Task prompt.
Return, from the lines below, each one that includes the word "error".

(Stored data entries)
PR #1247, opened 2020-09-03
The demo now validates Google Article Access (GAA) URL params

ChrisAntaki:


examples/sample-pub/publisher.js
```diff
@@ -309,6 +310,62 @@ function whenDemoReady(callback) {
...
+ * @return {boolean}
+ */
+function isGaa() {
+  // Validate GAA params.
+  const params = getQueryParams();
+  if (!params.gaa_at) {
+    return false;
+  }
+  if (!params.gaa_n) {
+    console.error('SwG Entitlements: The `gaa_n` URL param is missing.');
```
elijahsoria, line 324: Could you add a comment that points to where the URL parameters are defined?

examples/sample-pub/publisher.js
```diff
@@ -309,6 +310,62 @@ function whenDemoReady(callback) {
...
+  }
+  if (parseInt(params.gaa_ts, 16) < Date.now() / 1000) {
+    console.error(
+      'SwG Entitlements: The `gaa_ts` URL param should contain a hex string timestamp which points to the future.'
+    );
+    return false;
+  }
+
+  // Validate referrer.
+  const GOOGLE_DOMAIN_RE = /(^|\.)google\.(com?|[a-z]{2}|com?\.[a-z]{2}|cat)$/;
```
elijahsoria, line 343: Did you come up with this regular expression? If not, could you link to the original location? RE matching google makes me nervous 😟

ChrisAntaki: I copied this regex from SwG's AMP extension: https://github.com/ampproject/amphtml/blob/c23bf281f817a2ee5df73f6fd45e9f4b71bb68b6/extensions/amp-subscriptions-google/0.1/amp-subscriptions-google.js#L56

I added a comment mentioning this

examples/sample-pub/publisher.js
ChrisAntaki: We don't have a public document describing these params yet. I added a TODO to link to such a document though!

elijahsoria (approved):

Solution below.
+    console.error('SwG Entitlements: The `gaa_n` URL param is missing.');
+    console.error(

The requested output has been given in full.